**Records provided**
PR #26, opened 2023-05-22
fix: make ZNSPriceOracle a UUPS proxy

JamesEarle:


contracts/distribution/ZNSPriceOracle.sol
```diff
@@ -202,4 +203,14 @@ contract ZNSPriceOracle is AccessControlled, IZNSPriceOracle, Initializable {
...
+
+    /**
+     * @notice To use UUPS proxy we override this function and revert if `msg.sender` isn't authorized
+     * @dev Using solhint's `no-empty-blocks` will error here, but to be a UUPS Proxy we require it this
+     * and so we simply disable solhint for this function
+     * 
+     * @param newImplementation The new implementation contract to upgrade to.
+     */
+     // solhint-disable-next-line no-empty-blocks
+    function _authorizeUpgrade(address newImplementation) internal override onlyRole(GOVERNOR_ROLE) {}
```
Whytecrowe, line 215: we should do this in the same way in all contracts. in the Token, the access check is in the body of the function.

test/ZNSPriceOracle.test.ts
```diff
@@ -579,4 +580,64 @@ describe("ZNSPriceOracle", () => {
...
+      const proxyPriceOracle = await hre.upgrades.deployProxy(factory, [
+        zns.accessController.address,
+        priceConfigDefault,
+        registrationFeePercDefault,
+      ]);
+
+      await proxyPriceOracle.deployed();
+
+      // PriceOracle to upgrade to
+      const newPriceOracle = await factory.deploy();
```
Whytecrowe, line 597: same here as in the Token PR.
- more important storage slots should be populated and checked after the upgrade
- the contract to upgradeTo should have new functionality and state vars
- the new functionality should be checked along with the old one after the upgrade

You can make mocked updated contracts in the `test` dir that are used just for tests like these.
just add arbitrary function like `sum(a, b)` that writes into new storage slots.

test/ZNSPriceOracle.test.ts
```diff
@@ -579,4 +580,64 @@ describe("ZNSPriceOracle", () => {
...
+        registrationFeePercDefault
+      );
+
+      // Confirm the account is not a governor
+      await expect(zns.accessController.checkRole(GOVERNOR_ROLE, randomAcc.address)).to.be.reverted;
+
+      const tx = proxyPriceOracle.connect(randomAcc).upgradeTo(newPriceOracle.address);
+
+      await expect(tx).to.be.revertedWith(
+        `AccessControl: account ${randomAcc.address.toLowerCase()} is missing role ${GOVERNOR_ROLE}`
```
Whytecrowe, line 639: use helper

PR #29, opened 2023-05-25
feat: make ZNSRegistry a UUPS proxy

JamesEarle:


contracts/access/AccessControlled.sol
```diff
@@ -2,20 +2,34 @@
...
 
     IZNSAccessController internal accessController;
 
-
     modifier onlyAdmin() {
         accessController.checkAdmin(msg.sender);
         _;
     }
 
+    modifier onlyGovernor() {
```
Whytecrowe: probably don't need these. It will overload the size of every contract. we have these on access controller already. should be enough

contracts/registry/ZNSRegistry.sol
```diff
@@ -45,17 +42,12 @@ contract ZNSRegistry is AccessControlled, ERC1967UpgradeUpgradeable, IZNSRegistr
         _;
     }
 
-    modifier onlyRegistrar() {
```
Whytecrowe, line 48: leave this

contracts/registry/ZNSRegistry.sol
```diff
@@ -201,11 +193,11 @@ contract ZNSRegistry is AccessControlled, ERC1967UpgradeUpgradeable, IZNSRegistr
 
     function setAccessController(
         address accessController
-    ) external override(AccessControlled, IZNSRegistry) onlyAdmin {
```
Whytecrowe, line 204: why did you remove this?

contracts/registry/IZNSRegistry.sol
```diff
@@ -152,12 +152,4 @@ interface IZNSRegistry {
      * @param domainHash The hash of the domain name
      */
     function deleteRecord(bytes32 domainHash) external;
-
-    /**
-     * @notice Set the access controller contract
-     * @param accessController The new access controller
-     */
-    function setAccessController(address accessController) external;
```
Whytecrowe, line 160: why did you remove these? they will be inaccessible, no?

Whytecrowe: dangerous thing you are doing. please, let me know why

test/ZNSRegistry.test.ts
```diff
@@ -275,34 +260,34 @@ describe("ZNSRegistry Tests", () => {
...
-      const tx = registry.updateDomainRecord(domainHash, mockResolver.address, ethers.constants.AddressZero);
+      await zns.registry.connect(mockRegistrar).createDomainRecord(domainHash, deployer.address, mockResolver.address);
+      const tx = zns.registry.updateDomainRecord(domainHash, mockResolver.address, ethers.constants.AddressZero);
 
       await expect(tx).to.be.fulfilled;
     });
 
-    it("Cannot update a domain owner if owner is zero address", async () => {
-      const tx = registry
+    it("Cannot set a domain owner if owner is zero address", async () => {
```
Whytecrowe: why are you changing the wording back? I specifically changed to "update" cause that's what we're doing. the function on Registry is called `upadateDomainOwner()`. why making it more confusing?
Update means changing existing, set means setting a value in any case. "set" is very confusing here

test/ZNSRegistry.test.ts
```diff
@@ -312,21 +297,21 @@ describe("ZNSRegistry Tests", () => {
       await expect(tx).to.be.revertedWith(OWNER_NOT_ZERO_REG_ERR);
     });
 
-    it("Can update a domain resolver if resolver is zero address", async () => {
-      await registry
+    it("Can set a domain resolver if resolver is zero address", async () => {
```
Whytecrowe: it's **update**DomainResolver()

test/ZNSRegistry.test.ts
```diff
@@ -312,21 +297,21 @@ describe("ZNSRegistry Tests", () => {
...
 
-      const zeroResolver = await registry.getDomainResolver(wilderDomainHash);
+      const zeroResolver = await zns.registry.getDomainResolver(wilderDomainHash);
 
       expect(zeroResolver).to.be.eq(ethers.constants.AddressZero);
     });
 
-    it("Fails to set a record when caller is not owner", async () => {
-      const tx = registry
+    it("Fails to set a record when caller is not owner or operator", async () => {
```
Whytecrowe: "update" should be here as well

test/ZNSRegistry.test.ts
```diff
@@ -459,20 +449,151 @@ describe("ZNSRegistry Tests", () => {
...
+        accessControllerAfter,
+      ] = await registryPromises(zns.registry, domainHash, [deployer, operator]);
+
+      expect(ownerStatusBefore).to.eq(ownerStatusAfter);
+      expect(operatorStatusBefore).to.eq(operatorStatusAfter);
+      expect(existanceBefore).to.eq(existanceAfter);
+      expect(accessControllerBefore).to.eq(accessControllerAfter);
+    });
+
+    it("Fails when an unauthorized account tries to call to upgrade", async () => {
```
Whytecrowe: this tests's title contradicts the test itself

test/helpers/checkUpgrades.ts
```diff
@@ -0,0 +1,64 @@
...
+  ];
+
+  return Promise.all(calls);
+};
+
+export const upgradedRegistryActions = async (
+  upgradedRegistry : ZNSRegistryMock,
+  newNumber : BigNumber,
+  randomUser : SignerWithAddress
+) => {
```
Whytecrowe: maybe we can change the helpers to a different style:
we can make these more abstract to work with any contract, and this will check values from arg1 to the values from arg2, both of which can be contract specific callbacks that we pass as an array for each arg.
we specify the calls as args in the test itself, this way it will be easily readable of what exactly we are checking in the test, while the helper will make these calls and do comparisons internally. we don't need to see comparisons in the tests as much as what we are checking exactly, which we can tell by the callbacks we pass to the helper in the test body.
what do you think?

contracts/registry/IZNSRegistry.sol
JamesEarle: @Whytecrowe what makes this dangerous? We are inheriting it twice, once from the `AccessControlled` contract and then again in the interface for this contract. I was removing the second reference as it seems unnecessary to do this twice, Why do we need this? It's already `virtual` in the `AccessControlled` contract we inherit from so there isn't a possibility of not overriding it as it will error if we don't

test/ZNSRegistry.test.ts
JamesEarle: moved back to update

test/ZNSRegistry.test.ts
JamesEarle: I had mistakenly put the negative test case in the positive test and vice versa, I've already reversed this in the latest however

contracts/registry/ZNSRegistry.sol
JamesEarle: See below comment, what is the need for inheriting this twice if it's already enforced by `AccessControlled` ?

contracts/access/AccessControlled.sol
```diff
@@ -2,15 +2,14 @@
 pragma solidity ^0.8.18;
 
 import { IZNSAccessController } from "./IZNSAccessController.sol";
-
+import { ZNSRoles } from "./ZNSRoles.sol";
```
Whytecrowe: why is this imported? we don't need this anymore

contracts/distribution/IZNSEthRegistrar.sol
```diff
@@ -28,22 +28,30 @@ interface IZNSEthRegistrar {
...
-    function setAddressResolver(address znsAddressResolver_) external;
+    function setAddressResolver(address addressResolver_) external;
 
     function setAccessController(address accessController_) external;
 
     function getAccessController() external view returns (address);
+
+    function initialize(
+        address accessController_,
+        address znsRegistry_,
```
Whytecrowe, line 52: should probably remove "zns" from here as well then

contracts/distribution/IZNSEthRegistrar.sol
```diff
@@ -28,22 +28,30 @@ interface IZNSEthRegistrar {
...
+        address znsTreasury_,
+        address znsDomainToken_,
+        address znsAddressResolver_
```
Whytecrowe: should probably remove "zns" from here as well then

contracts/distribution/IZNSTreasury.sol
```diff
@@ -52,4 +52,11 @@ interface IZNSTreasury {
     function setAccessController(address accessController) external;
 
     function getAccessController() external view returns (address);
+
+    function initialize(
+        address accessController_,
+        address znsPriceOracle_,
```
Whytecrowe: same here

contracts/distribution/ZNSEthRegistrar.sol
```diff
@@ -94,14 +93,12 @@ contract ZNSEthRegistrar is AccessControlled, IZNSEthRegistrar {
...
-    function revokeDomain(bytes32 domainHash)
-    external
-    override
     // TODO: figure out how to guard this so people can stake tokens
     //  without the risk of staking contract or wallet to call reclaim+revoke
     //  from underneath them
+    function revokeDomain(bytes32 domainHash) external override 
     onlyNameOwner(domainHash)
-    onlyTokenOwner(domainHash)
+    onlyTokenOwner(domainHash)
```
Whytecrowe: why space?

contracts/distribution/ZNSEthRegistrar.sol
```diff
@@ -111,60 +108,56 @@ contract ZNSEthRegistrar is AccessControlled, IZNSEthRegistrar {
         emit DomainRevoked(domainHash, msg.sender);
     }
 
-    function reclaimDomain(bytes32 domainHash)
-    external
-    override
+    function reclaimDomain(bytes32 domainHash) external override
     onlyTokenOwner(domainHash)
```
Whytecrowe: if we newline, let's newlineeverything. here only modifier is newlined. let's keep to the recommended syntax for Solidity - revert back to previous or put everything in one line.

contracts/distribution/ZNSEthRegistrar.sol
```diff
@@ -111,60 +108,56 @@ contract ZNSEthRegistrar is AccessControlled, IZNSEthRegistrar {
...
-        emit AddressResolverSet(znsAddressResolver_);
+        emit AddressResolverSet(addressResolver_);
     }
 
-    function setAccessController(address accessController_)
-    external
-    override(AccessControlled, IZNSEthRegistrar)
-    onlyAdmin
+    function setAccessController(address accessController_) external override(AccessControlled, IZNSEthRegistrar) 
+        onlyAdmin
```
Whytecrowe: again here. why did you bring the visibility keywords up, but not the modifier? what's wrong with the conventional approach that's already been there? also, why is modifier indented? this is "dirty syntax", let's revert back to how it was.
and also, let's not do this again, please. we're wasting time reformatting the same thing over and over and commenting on it. there's a reason why I formatted it this way, no need to change it

contracts/distribution/ZNSPriceOracle.sol
```diff
@@ -77,6 +77,8 @@ contract ZNSPriceOracle is AccessControlled, Initializable, IZNSPriceOracle {
 
         fee = getRegistrationFee(domainPrice);
         totalPrice = domainPrice + fee;
+
+        return (totalPrice, domainPrice, fee);
```
Whytecrowe: let's do one or the other method. and not half both. either remove this line or specify naming locally. imo, it was already fine

contracts/distribution/ZNSTreasury.sol
```diff
@@ -63,11 +61,11 @@ contract ZNSTreasury is AccessControlled, IZNSTreasury {
...
-      // Transfer stake amount and fee
-      stakingToken.transferFrom(depositor, address(this), stakeAmount);
-      // TODO make sure we show the approval process to the user here to avoid failed transfer
-      // TODO can we make it so it needs a single approval only?!
-      stakingToken.transferFrom(depositor, zeroVault, registrationFee);
+        // Transfer stake amount and fee
+        stakingToken.transferFrom(depositor, address(this), stakeAmount);
+        // TODO make sure we show the approval process to the user here to avoid failed transfer
+        // TODO can we make it so it needs a single approval only?!
+        stakingToken.transferFrom(depositor, zeroVault, registrationFee);
```
Whytecrowe: remove whitespace at the end

contracts/registry/IZNSRegistry.sol
Whytecrowe: either remove everywhere or leave this one as well.

contracts/registry/ZNSRegistry.sol
```diff
@@ -131,7 +128,7 @@ contract ZNSRegistry is AccessControlled, ERC1967UpgradeUpgradeable, IZNSRegistr
         bytes32 domainHash,
         address owner,
         address resolver
-    ) external override onlyRegistrar {
+    ) external override onlyRegistrar() {
```
Whytecrowe: no parentheses needed

contracts/registry/ZNSRegistry.sol
Whytecrowe: see the previous comment

contracts/registry/ZNSRegistry.sol
```diff
@@ -201,11 +198,11 @@ contract ZNSRegistry is AccessControlled, ERC1967UpgradeUpgradeable, IZNSRegistr
 
     function setAccessController(
         address accessController
-    ) external override(AccessControlled, IZNSRegistry) onlyAdmin {
+    ) external override onlyAdmin {
         _setAccessController(accessController);
     }
 
-    function getAccessController() external view override(AccessControlled, IZNSRegistry) returns (address) {
+    function getAccessController() external view override returns (address) {
```
Whytecrowe: same here

contracts/token/IZNSDomainToken.sol
```diff
@@ -1,12 +1,32 @@
...
+    /**
+     * @notice Mints a token with a specified tokenId, using _safeMint, and sends it to the given address
+     * @param to The address that will recieve the newly minted domain token
+     * @param tokenId The TokenId that the caller wishes to mint/register
+     */
     function register(address to, uint256 tokenId) external;
 
+    /**
+     * @notice Burns the token with the specified tokenId
+     * @dev TODO: Add onlyRole(REGISTRAR_ROLE)
```
Whytecrowe: outdated comment

contracts/token/ZNSDomainToken.sol
```diff
@@ -1,27 +1,27 @@
...
+import { UUPSUpgradeable } from "@openzeppelin/contracts-upgradeable/proxy/utils/UUPSUpgradeable.sol";
 import { IZNSDomainToken } from "./IZNSDomainToken.sol";
 import { AccessControlled } from "../access/AccessControlled.sol";
 
 
 /**
  * @title A contract for tokenizing domains under ZNS
  */
-contract ZNSDomainToken is AccessControlled, ERC721, IZNSDomainToken {
+contract ZNSDomainToken is AccessControlled, UUPSUpgradeable, ERC721Upgradeable, IZNSDomainToken {
```
Whytecrowe, line 12: think on the order of inheritance here. do we want all the uups slots be before all the token slots? what about the gaps?

contracts/token/ZNSDomainToken.sol
```diff
@@ -1,27 +1,27 @@
...
-
-    constructor(
+    function initialize(
+        address accessController,
         string memory tokenName,
-        string memory tokenSymbol,
-        address accessController
-    ) ERC721(tokenName, tokenSymbol) {
+        string memory tokenSymbol
+    ) public override initializer {
```
Whytecrowe: why it's public here, but external in other contracts? let's bring them to the same visibility everywhere

contracts/token/ZNSDomainToken.sol
```diff
@@ -38,11 +38,11 @@ contract ZNSDomainToken is AccessControlled, ERC721, IZNSDomainToken {
      * @notice Burns the token with the specified tokenId
      * @param tokenId The tokenId that the caller wishes to burn/revoke
      */
-    function revoke(uint256 tokenId) external override onlyRegistrar {
+    function revoke(uint256 tokenId) external override onlyRegistrar  {
```
Whytecrowe: extra space

contracts/token/ZNSDomainToken.sol
```diff
@@ -38,11 +38,11 @@ contract ZNSDomainToken is AccessControlled, ERC721, IZNSDomainToken {
...
         _burn(tokenId);
     }
 
-    function setAccessController(address accessController)
+    function setAccessController(address accessController)
```
Whytecrowe: extra space

contracts/upgradeMocks/Mock.sol
```diff
@@ -0,0 +1,27 @@
+// SPDX-License-Identifier: MIT
+pragma solidity ^0.8.18;
+
+ /* solhint-disable */
+contract Mock {
```
Whytecrowe: let's maybe make the naming more clear of what this "Mock" is. specify that it's for the upgrade tests

contracts/upgradeMocks/distribution/ZNSEthRegistrarMock.sol
```diff
@@ -0,0 +1,8 @@
+// SPDX-License-Identifier: MIT
+pragma solidity ^0.8.18;
+
+import { ZNSEthRegistrar } from "../../distribution/ZNSEthRegistrar.sol";
+import { Mock } from "../Mock.sol";
+
+ /* solhint-disable */
+contract ZNSEthRegistrarMock is ZNSEthRegistrar, Mock {}
```
Whytecrowe: same here. let's add "upgrade" to the name or something that clarifies what this is, so that it's clear why these mocks exist. for all the below contracts as well

package.json
```diff
@@ -11,21 +11,22 @@
...
+    "lint": "yarn lint-sol & yarn lint-ts",
     "clean": "hardhat clean",
     "build": "yarn run clean && yarn run compile",
     "typechain": "hardhat typechain",
     "test": "hardhat test",
     "semantic-release": "semantic-release --tag-format='v${version}-dev'",
-    "coverage": "hardhat coverage",
-    "check-coverage": "istanbul check-coverage --statements 90 --branches 87 --functions 89 --lines 90"
+    "check-coverage": "istanbul check-coverage --statements 90 --branches 87 --functions 89 --lines 90",
+    "coverage": "hardhat coverage && yarn check-coverage"
```
Whytecrowe: why did you combine it? did you look into circleci yaml config?
we need these to be different scripts because they are different jobs in the CI. since you've added && here, it will not go through fully if one of the scripts fails, breaking our flow in CircleCI.
we also need to be able to get local coverage files without checking coverage, so that we can actually see what tests we are missing.
let's bring them back to be separate. and before making changes always ensure you are not breaking anything else by doing that.

test/ZNSAddressResolver.test.ts
```diff
@@ -1,195 +1,232 @@
...
   });
 
   it("Should not allow non-owner address to setAddress", async () => {
     await expect(
-      znsAddressResolver.connect(addr1).setAddress(wilderDomainNameHash, addr1.address)
-    ).to.be.revertedWith(
-      "ZNSAddressResolver: Not authorized for this domain"
-    );
+      zns.addressResolver.connect(user).setAddress(wilderDomainHash, user.address)
+    ).to.be.revertedWith("ZNSAddressResolver: Not authorized for this domain");
```
Whytecrowe, line 107: why do you keep reformatting my code for small things like this? how many times will we format back and forth? :)
maybe we should create a guide or something and stick to it, if you are still not satisfied with how I format. Thought we've talked about this already :)
this is all just extra time for small things like this...

test/ZNSAddressResolver.test.ts
```diff
@@ -1,195 +1,232 @@
...
 
     await expect(
-      znsAddressResolver.connect(mockRegistrar)
-        .setAddress(wilderDomainNameHash, addr1.address)
-    )
-      .to.emit(znsAddressResolver, "AddressSet")
-      .withArgs(wilderDomainNameHash, addr1.address);
-  });
+      zns.addressResolver.connect(mockRegistrar).setAddress(wilderDomainHash, hre.ethers.constants.AddressZero)
+    ).to.emit(zns.addressResolver, "AddressSet").withArgs(wilderDomainHash, hre.ethers.constants.AddressZero);
```
Whytecrowe: again here. this looks dirty and hard to read. why did you reformat? how does this help?

test/ZNSDomainToken.test.ts
```diff
@@ -136,13 +148,74 @@ describe("ZNSDomainToken:", () => {
...
+    it("Fails to upgrade if the caller is not authorized", async () => {
+      // UUPS specifies that a call to upgrade must be made through an address that is upgradecall
+      // So use a deployed proxy contract
+      const factory = new ZNSDomainTokenMock__factory(deployer);
+
+      // DomainToken to upgrade to
+      const newDomainToken = await factory.deploy();
+      await newDomainToken.deployed();
+
+      // Confirm the deployer is a governor, as set in `deployZNS` helper
```
Whytecrowe: wrong comment

test/ZNSEthRegistrar.test.ts
```diff
@@ -16,27 +17,26 @@ import { priceConfigDefault } from "./helpers/constants";
...
 require("@nomicfoundation/hardhat-chai-matchers");
 
-
 describe("ZNSEthRegistrar", () => {
   let deployer : SignerWithAddress;
   let user : SignerWithAddress;
   let governor : SignerWithAddress;
   let admin : SignerWithAddress;
-  let randomAcc : SignerWithAddress;
+  let randomUser : SignerWithAddress;
```
Whytecrowe, line 31: :)

test/ZNSEthRegistrar.test.ts
```diff
@@ -527,101 +530,158 @@ describe("ZNSEthRegistrar", () => {
...
+
+    it("Fails to upgrade when an unauthorized users calls", async () => {
+      const registrarFactory = new ZNSEthRegistrar__factory(deployer);
+      const registrar = await registrarFactory.deploy();
+      await registrar.deployed();
+
+      const tx = zns.registrar.connect(randomUser).upgradeTo(registrar.address);
+
+      await expect(tx).to.be.revertedWith(
+        `AccessControl: account ${randomUser.address.toLowerCase()} is missing role ${GOVERNOR_ROLE}`
```
Whytecrowe: use helper here

test/ZNSRegistry.test.ts
Whytecrowe: this was resolved, however nothing has changed

test/helpers/deployZNS.ts
```diff
@@ -61,27 +73,40 @@ export const deployPriceOracle = async ({
...
+    }
+  ) as ZNSPriceOracle;
 
   return priceOracle;
 };
 
 export const deployDomainToken = async (
   deployer : SignerWithAddress,
-  accessControllerAddress : string
+  accessController : string
```
Whytecrowe: let's keep "address" in the name, so we know this is not a contract object. we will call `accessController` the actual contract object. this way we know easily what is needed

test/helpers/deployZNS.ts
```diff
@@ -134,20 +172,14 @@ export const deployZNS = async ({
...
-  zeroVaultAddress ?: string;
-}) : Promise<ZNSContracts> => {
+} : DeployZNSParams) : Promise<ZNSContracts> => {
   const accessController = await deployAccessController({
     deployer,
     governorAddresses: [deployer.address, ...governorAddresses],
     adminAddresses: [deployer.address, ...adminAddresses],
   });
 
+  // TODO AC: Make sure contracts are deployed as proxies and authorize the governor role
```
Whytecrowe: do we still need this comment?

test/helpers/deployZNS.ts
```diff
@@ -195,6 +227,11 @@ export const deployZNS = async ({
     registrar,
   };
 
+  // Final configuration steps
+  // TODO AC: remove all redundant calls here! and delete hashing of the root and the need
+  // for Registrar to be owner/operator of the root
+  await registry.connect(deployer).setOwnerOperator(registrar.address, true);
```
Whytecrowe: why do we need this call here exactly? this seems to go against our AC structure.

test/helpers/types.ts
```diff
@@ -6,11 +6,57 @@ import {
...
+import { SignerWithAddress } from "@nomiclabs/hardhat-ethers/signers";
 
 export type Maybe<T> = T | undefined;
 
+export type GetterFunction =
+  (
+    Promise<string> |
+    Promise<boolean> |
+    Promise<BigNumber> |
+    Promise<Array<BigNumber>>
```
Whytecrowe: would this be better if the type parameter is a union type rather than the parent type?

`Promise<string | boolean | ...>` ??

test/helpers/validateUpgrade.ts
```diff
@@ -0,0 +1,57 @@
...
+  ] = await Promise.all(postUpgradeCalls);
+
+  // we're checking previous value after post upgrade calls
+  // to make sure that writing into new storage slots
+  // doesn't overwrite or corrupt the old ones
+  const postVals = await Promise.all(getters);
+
+  preVals.forEach((value, index) => {
+    expect(value).to.eq(postVals[index]);
+  });
```
Whytecrowe, line 51: please, note what I changed here and why

Whytecrowe (changes requested):
Please, address comments.
**Pull from origin before you do this, I've done a couple of commits here.**
Also, please, resolve a whole wagon of compiler warnings that appear when compiling on this branch. They all should be fixed.

contracts/access/AccessControlled.sol
JamesEarle: maybe the change was lost somewhere in git when I merged everything, I didn't manually add this again. Will undo

contracts/distribution/ZNSEthRegistrar.sol
JamesEarle: unintentional

contracts/distribution/ZNSPriceOracle.sol
JamesEarle: removed here

contracts/token/ZNSDomainToken.sol
JamesEarle: Where would you propose it be in this list? As long as they remain in the same order in future upgrades of this contract, it would be fine, no?

test/helpers/deployZNS.ts
JamesEarle: This was in place over a month ago before we had AC and when we still had subdomains. None of the contracts use this and the tests aren't reliant on it anymore so it was just redundant code, I removed it

test/helpers/deployZNS.ts
JamesEarle: nope, removed

test/ZNSDomainToken.test.ts
JamesEarle: fixed for this test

**Work to complete**
If the word "withArgs" is on a line above, return that line.

**Exercise result**
-      .withArgs(wilderDomainNameHash, addr1.address);
+    ).to.emit(zns.addressResolver, "AddressSet").withArgs(wilderDomainHash, hre.ethers.constants.AddressZero);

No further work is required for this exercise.